A former Apple engineer agreed to a guilty plea as part of a deal with Federal prosecutors Monday after being accused of looting trade secrets from the company while working on its self-driving car technology with the intent to leak them to a Chinese competitor.

Apple EVPhoto Credit: Shutterstock

Xiaolang Zhang pled guilty to one count of theft of trade secrets at a change-of-plea hearing. His plea agreement will be filed under seal, according to the hearing’s minutes.

It is alleged that Zhang downloaded proprietary information related to Apple’s self-driving car technology just days before accepting a job with a Chinese self-driving car company. According to the affidavit in support of the criminal complaint, Zhang specifically stole the schematics for a circuit board related to a hush-hush project to develop hardware and software for autonomous vehicles.

The same day he was attempting to leave San Jose, California for China in 2018, Zhang was arrested. That began the investigation by both The Federal Bureau of Investigation and Apple, leading to an initial not guilty plea in July of that year.

Before his departure, Zhang worked on the autonomous vehicle project for Apple dating back to December 2015. According to the FBI, he had attended trainings related to the stringent restrictions around intellectual property and signed an agreement that acknowledged his responsibilities as they related to intellectual property owned by the tech giant.

As a member of the team working on the project, Zhang had access to confidential databases that contain trade secrets and protected intellectual property, the FBI said in 2018.

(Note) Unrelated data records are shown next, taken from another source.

PR #405, opened 2020-03-16
Update MappingElasticsearchConverter.java

gsrinivas10:
If map entry value is null, then we are getting null pointer exception  in method 
private boolean isSimpleType(Object value) {
		return isSimpleType(value.getClass());
}

### DIFF
--- a/src/main/java/org/springframework/data/elasticsearch/core/convert/MappingElasticsearchConverter.java
+++ b/src/main/java/org/springframework/data/elasticsearch/core/convert/MappingElasticsearchConverter.java
@@ -354,6 +354,9 @@ public class MappingElasticsearchConverter
 		Collection<Object> target = createCollectionForValue(targetType, source.size());
 
 		for (Object value : source) {
+			
+			if(null == value)
+				return null;
 
 			if (isSimpleType(value)) {
 				target.add(
--- a/src/main/java/org/springframework/data/elasticsearch/core/convert/MappingElasticsearchConverter.java
+++ b/src/main/java/org/springframework/data/elasticsearch/core/convert/MappingElasticsearchConverter.java
@@ -390,12 +390,9 @@ public class MappingElasticsearchConverter
 		Map<String, Object> target = new LinkedHashMap<>();
 		for (Entry<String, Object> entry : source.entrySet()) {
 			
-			if(null == entry.getValue()) {
+			if(entry.getValue() == null) {
 				target.put(entry.getKey(),null);
-				continue ;
-			}
-
-			if (isSimpleType(entry.getValue())) {
+			} else if (isSimpleType(entry.getValue())) {
 				target.put(entry.getKey(),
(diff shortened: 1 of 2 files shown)


pivotal-issuemaster:
@gsrinivas10 Please sign the [Contributor License Agreement](https://cla.pivotal.io/sign/spring?repositoryId=spring-projects/spring-data-elasticsearch&pullRequestId=405)!

[Click here](https://cla.pivotal.io/sync/spring?repositoryId=spring-projects/spring-data-elasticsearch&pullRequestId=405) to manually synchronize the status of this Pull Request.

pivotal-issuemaster:
@gsrinivas10 Thank you for signing the [Contributor License Agreement](https://cla.pivotal.io/sign/spring?repositoryId=spring-projects/spring-data-elasticsearch&pullRequestId=405)!

sothawo:
thank you for this PR.

please create an issue in [Jira](https://jira.spring.io/projects/DATAES/issues) if you think you have found a bug.

As to your PR: the branch you want to merge has failing tests (`MappingElasticsearchConverterUnitTests.writeSubTypeCorrectly`) because the converter does not write null valued fields and does not expect them.

So please use the issue in Jira to describe the problem you have and why you think that handling null values should be handled differently than they are as of now

gsrinivas10:
Hi @sothawo thanks for spending your time and looking into this pull request. I've created a jira ticket https://jira.spring.io/browse/DATAES-763 and attached a sample test file to replicate the issue. Please review it.

src/main/java/org/springframework/data/elasticsearch/core/convert/MappingElasticsearchConverter.java
```diff
@@ -354,6 +354,9 @@ public void afterPropertiesSet() {
 		Collection<Object> target = createCollectionForValue(targetType, source.size());
 
 		for (Object value : source) {
+			
+			if(null == value)
+				return null;
```
sothawo:
```suggestion
			if(value == null) {
				return null;
			}
		
```
We do the comparison the other way round and always use the curly braces.

src/main/java/org/springframework/data/elasticsearch/core/convert/MappingElasticsearchConverter.java
```diff
@@ -386,6 +389,11 @@ public void afterPropertiesSet() {
 
 		Map<String, Object> target = new LinkedHashMap<>();
 		for (Entry<String, Object> entry : source.entrySet()) {
+			
+			if(null == entry.getValue()) {
+				target.put(entry.getKey(),null);
+				continue ;
+			}
 
 			if (isSimpleType(entry.getValue())) {
```
sothawo:
```suggestion
			
			if(entry.getValue() == null) {
				target.put(entry.getKey(),null);
			} else if (isSimpleType(entry.getValue())) {
```
rather than using continue, go on with an else if

gsrinivas10:
@sothawo I've added two new test cases and changed the logic of MappingElasticsearchConverter as per your suggesion.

The agency claimed that while on paternity leave for the birth of his child, he traveled to China and, only two days after his return to work, announced that he would be leaving Apple to move back. According to the FBI’s investigation, Zhang revealed to a supervisor that he would be employed by Xiaopeng Motors, an intelligent electric vehicle company upon his return.

His boss described Zhang’s behavior during the meeting as “evasive” and noted that he brought in a member of Apple’s new-product security division. As part of his departure, he was required to return two company iPhones and a MacBook laptop before being escorted off campus. Security workers found that in the immediate time leading up to his departure, Zhang used the Apple network on the devices “exponentially” more than the prior two years working at the company, the FBI said.

The agency also found that he’d been on the Apple campus on a weekend evening during his paternity leave, shortly before his voluntary resignation.

Apple investigators eventually found 40 gigabytes of recently added data on one of the computers handed over by Zhang, the FBI said. More than half of the data found was deemed “highly problematic” by Apple investigators, and the evaluation is still ongoing, the FBI noted.